NASEHAT

Alkisah, ada sebuah pohon raksasa di hutan. Banyak burung yang tinggal di pohon itu. Dan yang paling bijaksana di antara mereka adalah pemimpin mereka.

Suatu hari, burung pemimpin melihat dua cabang bergesekan satu sama lain. Mereka membentuk serbuk kayu yang jatuh. Kemudian ia melihat sebuah gumpalan kecil asap mengepul dari cabang yang saling bergesekan itu. Ia berpikir, “Wah, tidak diragukan lagi, api ini bisa mulai membakar seluruh hutan.”

Pemimpin tua yang bijak itu kemudian mengumpulkan semua burung yang tinggal di pohon besar itu. Ia berkata kepada mereka, “Teman-teman yang terkasih, pohon tempat di mana kita hidup, cabang-cabangnya saling bergesekan yang bisa membuat api. Api ini bisa menghancurkan seluruh hutan. Oleh karena itu berbahaya bila kita tinggal di sini. Mari kita meninggalkan hutan ini bersama!”

Burung-burung yang bijaksana setuju untuk mengikuti nasihatnya. Mereka pun terbang ke hutan lain di tanah yang berbeda. Tapi burung-burung yang bodoh, berkata, “Ah, itu kan hanya karena pemimpin tua kita yang mudah panik. Ia membayangkan buaya dalam setetes air! Mengapa kita harus meninggalkan rumah kita yang nyaman dan selalu aman ini? Biarkan mereka yang takut, pergi. Kita yang berani, percaya pada pohon kita ini!”

Benar saja! Beberapa saat setelah peringatan pemimpin burung yang bijaksana itu menjadi kenyataan. Cabang-cabang yang saling bergesekan membuat percikan api yang jauh pada daun kering di bawah pohon. Percikan api itu semakin membesar dan membesar. Segera saja pohon raksasa itu terbakar. Dan burung-burung bodoh yang masih tinggal di sana dibutakan dan tersedak oleh asap. Banyak dari mereka yang tidak bisa menyelamatkan diri, terjebak, dan terbakar sampai mati.
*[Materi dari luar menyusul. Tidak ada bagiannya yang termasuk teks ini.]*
PR #1400, opened 2019-11-22
[Bugfix] Quote schema for search_path in dbParams for GetFeature

rldhont:
The Layer schema has to be quote in the search_path parameter of the db connection to avoid problem with `-`, upper character, etc


rldhont:
@laurentj I don't know if search_path can have `"`

rldhont:
@mdouchin The bug is critical, some data cannot be used in lizmap if the search path is not correct.

mdouchin:
in PostgreSQL, you can have double-quotes around schemas 

```sql
SET search_path TO "MYSCHEMA",public;
```
wil work

PR #1401, opened 2019-11-22
[Bugfix] Support parsing GeoJSON of geometry with Z and/or M dimension

rldhont:
OpenLayers GeoJSON format has an attribute to read 3-4D points : `ignoreExtraDims`

The commit adds `ignoreExtraDims: true` to all `new OpenLayers.Format.GeoJSON`


rldhont:
link to #1399

PR #1410, opened 2019-12-01
[Bugfix] Add HTTP code in service controller responses

rldhont:
Quick fix in HTTP code use

### DIFF
--- a/lizmap/modules/lizmap/controllers/service.classic.php
+++ b/lizmap/modules/lizmap/controllers/service.classic.php
@@ -1384,7 +1384,7 @@ class serviceCtrl extends jController
         // Get remote data
         list($data, $mime, $code) = lizmapProxy::getRemoteData($querystring);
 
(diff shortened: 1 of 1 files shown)


rldhont:
No, the issue is with QGIS 3 that returns right codes and not only 200.

lizmap/modules/lizmap/controllers/service.classic.php
```diff
@@ -1379,7 +1384,7 @@ public function DescribeFeatureType()
         // Get remote data
         list($data, $mime, $code) = lizmapProxy::getRemoteData($querystring);
 
-        if ($returnJson) {
+        if ($code/100 < 4 && $returnJson) {
```
dmarteau: Please simplify the expression: 
```suggestion
        if ($code < 400 && $returnJson) {
```

Or maybe I'm missing something here....

PR #1411, opened 2019-12-02
Add X-Lizmap-User and X-Lizmap-User-Groups HTTP headers

rldhont:


rldhont:
It to use it in QGIS Server plugins to do access control.

dmarteau:
@nboisteault more precisely it is actually used in py-qgis-wps [policy](https://github.com/3liz/pyqgisservercontrib-lizmap-access-policy) extension and there is plan for managing fine grained accesses in py-qgis-server.

PR #1419, opened 2019-12-06
Fix error in qgisVectorLayer when geometrytype contain parenthesis

laurentj:
I have many errors like this in some logs of a lizmap instance:

```
preg_match(): Compilation failed: unmatched parentheses at offset 5 
modules/lizmap/classes/qgisVectorLayer.class.php   453
```

It seems the geometryType may contains some parenthesis, and since these characters are reserved into a regexp, they should be quoted.

### DIFF
--- a/lizmap/modules/lizmap/classes/qgisVectorLayer.class.php
+++ b/lizmap/modules/lizmap/classes/qgisVectorLayer.class.php
@@ -450,8 +450,8 @@ class qgisVectorLayer extends qgisMapLayer
         // test type
         $rs = $cnx->query('SELECT GeometryType('.$nvalue.') as geomtype');
         $rs = $rs->fetch();
-        if (!preg_match('/'.$dbFieldsInfo->geometryType.'/', strtolower($rs->geomtype))) {
-            if (preg_match('/'.str_replace('multi', '', $dbFieldsInfo->geometryType).'/', strtolower($rs->geomtype))) {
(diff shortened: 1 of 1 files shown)


laurentj:
However, I guess that the geometryType property is malformed. 

At this line, we have this code:

```
//A
                if ($this->provider == 'postgres' and $dbInfo->geometryType == 'geometry') {
                    $tablename = '"'.$dtParams->schema.'"."'.$dtParams->tablename.'"';
                    $sql = 'SELECT format_type(atttypid,atttypmod) AS type';
                    $sql .= ' FROM pg_attribute';
                    $sql .= ' WHERE attname = '.$cnx->quote($dbInfo->geometryColumn);
                    $sql .= ' AND attrelid = '.$cnx->quote($tablename).'::regclass';
                    $res = $cnx->query($sql);
                    $res = $res->fetch();
                    if ($res && strpos($res->type, '(') !== false) {
                        // It returns something like "geometry(PointZ,32620)".
//B
                        $dbInfo->geometryType = explode(',', explode('(', strtolower($res->type))[1])[0];
                    }
                }
```

Maybe the test A is false, because geometryType is not equal to `geometry` and may content some parenthesis.

Or maybe at line B, `$res->type` may equal to an expression having only one value between parenthesis, e.g. `geometry(foo)`, and then geometryType will be `foo)`.

@mdouchin @rldhont what do you think about it?

rldhont:
@laurentj I think you done right
@mdouchin can you confirm ?

rldhont:
Thanks @laurentj

PR #1420, opened 2019-12-06
Add div to ease override of geobookmark text

nboisteault:
It will be easier to override texts with theme for example. I need it for Forland.


rldhont:
@nboisteault merge as you want

PR #1421, opened 2019-12-09
Add missing dollars for some variables

nboisteault:
Last proj4php version should be installed with composer instead. All those mistakes were visible thanks to PHP intelephense in VS Code.


rldhont:
@nboisteault merge as you want

PR #1423, opened 2019-12-11
QGIS themes in Lizmap Web Client

nboisteault:


nboisteault:
@rldhont @mdouchin ce PR crée un notice [ici](https://github.com/3liz/lizmap-web-client/blob/master/lizmap/modules/lizmap/classes/lizmapProject.class.php#L204) dans les logs. Une idée ?

`notice	2019-12-11 11:29:38	[8]	Undefined index: themes`

rldhont:
@nboisteault I think it's when the themes has not already saved.

Probably needs to test `array_key_exists` before `$this->{$prop} = $data[$prop];`

nboisteault:
@rldhont what surprises me is that there is no notice for others prop

nboisteault:
@rldhont @mdouchin I need to fix [this issue](https://github.com/3liz/lizmap-web-client/issues/1425) first.

nboisteault:
@rldhont @mdouchin Main functionalities are developed so I think PR can be merged if no bugs are found. I'll develop later the fact that a theme is unselected when the treeview state does not correspond.

Gustry:
Nice feature!

Do you plan to update the documentation too about this new feature? (at least a ticket in the documentation so we don't forget) Thanks.

nboisteault:
@Gustry Thanks ! https://github.com/3liz/lizmap-documentation/issues/125

Issue #1380, opened 2019-11-08
Jelix cache error


ygorigor:
Hello.
My setup has a lot of errors regarding cache, ex:

`2019-11-08 12:03:24	::1	error	2019-11-08 12:03:24	::1	[901]	 error key C:\webserver\projects\acoperire/acoperire.qgs, use only alphanumeric characters and the character '_' and maximum length 255	C:\webserver\lizmap\lib\jelix\utils\jCache.class.php	444
	/index.php/view/
array (   'module' => 'view',   'action' => 'default:index', )

	0	jCache::_checkKey()	C:\webserver\lizmap\lib\jelix\utils\jCache.class.php : 109
	1	jCache::get()	C:\webserver\lizmap\lizmap\modules\lizmap\classes\lizmapProject.class.php : 173
	2	lizmapProject->__construct()	C:\webserver\lizmap\lizmap\modules\lizmap\classes\lizmap.class.php : 298
	3	lizmap::getProject()	C:\webserver\lizmap\lizmap\modules\lizmap\classes\lizmapRepository.class.php : 150
	4	lizmapRepository->getProjects()	C:\webserver\lizmap\lizmap\modules\view\zones\main_view.zone.php : 47
	5	main_viewZone->_prepareTpl()	C:\webserver\lizmap\lib\jelix\utils\jZone.class.php : 239
	6	jZone->_createContent()	C:\webserver\lizmap\lib\jelix\utils\jZone.class.php : 206
	7	jZone->getContent()	C:\webserver\lizmap\lib\jelix\utils\jZone.class.php : 294
	8	jZone::_callZone()	C:\webserver\lizmap\lib\jelix\utils\jZone.class.php : 95
	9	jZone::get()	C:\webserver\lizmap\lib\jelix\tpl\jTpl.class.php : 125
	10	jTpl->assignZone()	C:\webserver\lizmap\lizmap\modules\view\controllers\default.classic.php : 108
	11	defaultCtrl->index()	C:\webserver\lizmap\lib\jelix\core\jCoordinator.class.php : 225
	12	jCoordinator->process()	C:\webserver\lizmap\lizmap\www\index.php : 23`

And this error persists in all projects I created, even in demo projects that are builtin.
Is this a known issue?
Does anyone have this issue?

OS: Windows10
QGIS desktop version: 3.4.13-ltr
QGIS Server version: 3.4.13-ltr
Lizmap version: 3.4.0pre.190808

laurentj:
[...]

PR #1436, opened 2019-12-19
Fix project cache with windows

laurentj:
Cache backends don't support '\' in a key. When using a file path as a key under windows, we must replace this character by '/'

Refs #1380


rldhont:
@laurentj thanks

PR #1450, opened 2020-01-02
New geolocation

nboisteault:
I have to improve Lizmap geolocation for a client but I don't want to use old code so I'm creating a geolocation web component which communicates to a Lizmap main object which is a proxy to Lizmap 3. I think we could do that for other parts of LWC in a release_3_5 branch. This way we could remove functionalities old code one by one and create new one the Lizmap 4 way.
We will then make the big jump (but smaller) to Lizmap 4. Lizmap main class will be modified by removing call to Lizmap 3 and adding its own properties for states.


nboisteault:
@rldhont @laurentj You can now review. @laurentj We'll need node in CI to build JS.

lizmap/www/js/edition.js
```diff
@@ -776,10 +764,13 @@ OpenLayers.Geometry.pointOnSegment = function(point, segment) {
                     // Get SRID and transform geometry
                     var srid = $('#edition-point-coord-crs').val();
                     vertex.transform( editionLayer['ol'].projection,'EPSG:'+srid );
-                    if ( !$('#edition-point-coord-x').attr('disabled') )
+                    if (srid === "4326"){
+                        $('#edition-point-coord-x').val(vertex.x.toFixed(6));
+                        $('#edition-point-coord-y').val(vertex.y.toFixed(6));
+                    }else{
                         $('#edition-point-coord-x').val(vertex.x);
```
rldhont:
```suggestion
                         $('#edition-point-coord-x').val(vertex.x.toFixed(3));
```

lizmap/www/js/edition.js
```diff
@@ -776,10 +764,13 @@ OpenLayers.Geometry.pointOnSegment = function(point, segment) {
...
-                    if ( !$('#edition-point-coord-y').attr('disabled') )
                         $('#edition-point-coord-y').val(vertex.y);
```
rldhont:
```suggestion
                         $('#edition-point-coord-y').val(vertex.y.toFixed(3));
```

lizmap/www/js/edition.js
```diff
@@ -835,12 +826,11 @@ OpenLayers.Geometry.pointOnSegment = function(point, segment) {
...
                     $('#edition-point-coord-y').attr('disabled','disabled');
-                    if ( lizMap.controls.geolocation.layer.features.length != 0 ) {
-                        var geometryType = editionLayer.geometryType;
-                        var vertex = lizMap.controls.geolocation.layer.features[0].geometry;
-                        var px = editCtrls[geometryType].handler.layer.getViewPortPxFromLonLat({lon:vertex.x,lat:vertex.y});
-                        editCtrls[geometryType].handler.modifyFeature(px);
-                    }
+
+                    var geometryType = editionLayer.geometryType;
+                    var [lon, lat] = lizMap.mainLizmap.geolocation.getPositionInCRS(editionLayer['ol'].projection);
```
rldhont: Are you sure that the geolocation return position ?
Are you sure that the geolocation has started ?

lizmap/www/js/edition.js
nboisteault: Are 3 decimals enough for any other cases ?

rldhont: Can we check if the projection is geographic ?

lizmap/www/js/edition.js
nboisteault: https://github.com/3liz/lizmap-web-client/pull/1450/commits/fd58c8ca7d5dc286e6a2d4d62e6e0c2d647d5af5

rldhont:
@nboisteault thanks

nboisteault:
@rldhont @laurentj it is now finished I think.

rldhont:
You can merge for me.

PR #1470, opened 2020-01-20
Display current/total segment length and angle in edition mode

nboisteault:
Angle measurement coming...


nboisteault:
@rldhont @mdouchin ready for review !

PR #1755, opened 2020-08-12
adding documentation generation environment

alagroy-42:
Adding a documentation generation environment working with phpDocumentor.
It should automatically generate web pages with the documentation and host it on GitlabPages


rldhont (approved):

Gustry:
Side question, why is-it closed?

Gustry:
Thanks for reopening.
Your stage is missing a `tags` statement, it won't be executed by gitlab AFAIK.
What do you do with generated files in `docs/` ? Will it be published automatically in Gitlab pages?
Maybe you should do this PR in Gitlab to make it run by the CI?

Let's wait for @laurentj

rldhont:
Makefile en conflit

rldhont:
@alagroy-42 conflict to resolve

mdouchin (approved):
LGTM thanks

nboisteault:
@rldhont @mdouchin what do we do with this PR?

Gustry:
IMHO, we should have the HTML generation.
So we should : 
* rebase, fix conflict
* check that the given `make doc` works and generate some HTML files

The gitlab-ci file will fail for now because there isn't any `tag` statement. Then later, we can decide where to publish the HTML, on docs.3liz.org temporarily ?, docs.lizmap.com ?

Gustry:
I think it would be nice to have, but I'm not a PHP dev so I won't be able to do something here.

PR #1757, opened 2020-08-13
adding JelixInfos class

alagroy-42:
Adding the JelixInfos class that allows us not to use Jelix directly in class methods.
This class will also allows us to alter the Jelix methods in the tests so we can create scenarios that can happens in some situations without having to directly touch the tested class or Jelix utilities.

This class is currently only populated with the utilities I need to test and modify the lizmapProject class but I will populate it with other utilities when I will need them.


laurentj:
I merge but I'm going to add comment and change some method signatures

PR #1758, opened 2020-08-14
Lizmap projects no conflicts

alagroy-42:
Removing Jelix and lizmap context + correcting/optimizing code.


laurentj:
The lizmapAppContext interface is missing.

Method names of lizmapAppContext should not be related to jelix. for example:

- `jAcl2CheckResult()` may be `aclCheck()`
- `jAcl2DbUserGroups()` may be `aclUserGroups()`
- `jAuthIsConnected()` may be `isConnectedUser()`
- `createJForm` may be `createForm`
- Etc.

`jAppInfos`, `jCacheHandler`, `jDaoHandler`: i would prefer a method for each static method of the object we call.

I don't understand why you created these methods:  `useDbConnection`, `tplAssign`, `tplFetch`.

alagroy-42:
The interface is in lizmapAppContext.interface.php.

I will rename the methods.

Tpl functions are indeed useless.
Are we assuming that all the Db queries are correct and that they cannot fail. If yes, I will remove useDbConnection also.

PR #1759, opened 2020-08-17
fixing error 500

alagroy-42:
There was an error 500 on admin.php/admin/maps because Jelix doesn't allow :: in Tpl.

### DIFF
--- a/lizmap/modules/admin/templates/maps.tpl
+++ b/lizmap/modules/admin/templates/maps.tpl
@@ -21,7 +21,7 @@
                 <dd>
                     <table class="table">
                         {assign $section = 'repository:'.$repo->getKey()}
-                        {assign $properties = lizmapRepository::getProperties()}
+                        {assign $properties = $repo->getRepoProperties()}
                         {foreach $properties as $prop}
                             <tr>
                                 {if $prop == 'path' && $rootRepositories != ''}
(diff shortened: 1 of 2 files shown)


lizmap/modules/admin/templates/maps.tpl
```diff
@@ -21,7 +21,7 @@
                 <dd>
                     <table class="table">
                         {assign $section = 'repository:'.$repo->getKey()}
-                        {assign $properties = lizmapRepository::getProperties()}
+                        {assign $properties = $repo->getRepoProperties()}
```
nboisteault, line 24: Why not using `$repo->getProperties()` and create `$repo->getRepoProperties()`

alagroy-42: Because getProperties is a static method that can be used out of lizmapRepository so we don't have to create a lizmapRepository instance just to access its list of properties which is always the same.

nboisteault: @laurentj is it normal static methods can't be called in templates ?

laurentj: Yes we can call static methods in theory. But here, since we've got the repository object, we can call directly the method on the object.

PR #1761, opened 2020-08-17
Move and rework the new AppContextInterface interface

laurentj:
More comments. Some methods have been renamed, in order to be less dependent to Jelix.

### DIFF
--- a/lizmap/modules/lizmap/lib/App/JelixContext.php
+++ b/lizmap/modules/lizmap/lib/App/JelixContext.php
@@ -30,7 +30,7 @@ class JelixContext implements AppContextInterface
      */
     public function aclCheck($role, $resource = null)
     {
-        return \jAcl2::check($role);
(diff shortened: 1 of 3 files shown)


lizmap/modules/lizmap/lib/App/JelixContext.php
```diff
@@ -0,0 +1,183 @@
...
+    /**
+     * says if the current user has the given right. Call jAcl2::check().
+     *
+     * @param string $right the key of the right to check
+     * @param string $resource the id of a resource if any
+     * @return bool The result of jAcl2::check()
+     */
+    public function aclCheck($role, $resource = null)
+    {
+        return \jAcl2::check($role);
```
alagroy-42, line 33:
```suggestion
        return \jAcl2::check($role, $resource);
```

We sould send the resource to jAcl2::check()

PR #1768, opened 2020-08-20
Lizmap\Project\Repository

alagroy-42:
Moving lizmapRepository to namespace Lizmap\Project\ + marking lizmapRepository as deprecated.
The lizmapRepository class is still there to avoid breaking the API but it's now storing and using a Lizmap\Project\Repository.

### DIFF
--- a/.travis.yml
+++ b/.travis.yml
@@ -7,6 +7,7 @@ services:
 branches:
   only:
     - master
+    - refactor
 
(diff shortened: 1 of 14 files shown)


Gustry:
There is a conflict on this PR.

rldhont:
Conflict to resolve

PR #1731, opened 2020-07-24
Use QGIS expression in Lizmap edition

rldhont:
## Description

* Use QGIS Expression in Lizmap editor
* Linked to lizmap plugin [implementing lizmap server side](https://github.com/3liz/lizmap-plugin/pull/196)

________________________________________

 Mazmur
 1:1. Berbahagialah orang yang tidak berjalan menurut nasihat orang fasik, yang tidak berdiri di jalan orang berdosa, dan yang tidak duduk dalam kumpulan pencemooh,
1:2 tetapi yang kesukaannya ialah Taurat TUHAN, dan yang merenungkan Taurat itu siang dan malam.
1:3 Ia seperti pohon, yang ditanam di tepi aliran air, yang menghasilkan buahnya pada musimnya, dan yang tidak layu daunnya; apa saja yang diperbuatnya berhasil.
1:4. Bukan demikian orang fasik: mereka seperti sekam yang ditiupkan angin.
1:5 Sebab itu orang fasik tidak akan tahan dalam penghakiman, begitu pula orang berdosa dalam perkumpulan orang benar;
1:6 sebab TUHAN mengenal jalan orang benar, tetapi jalan orang fasik menuju kebinasaan.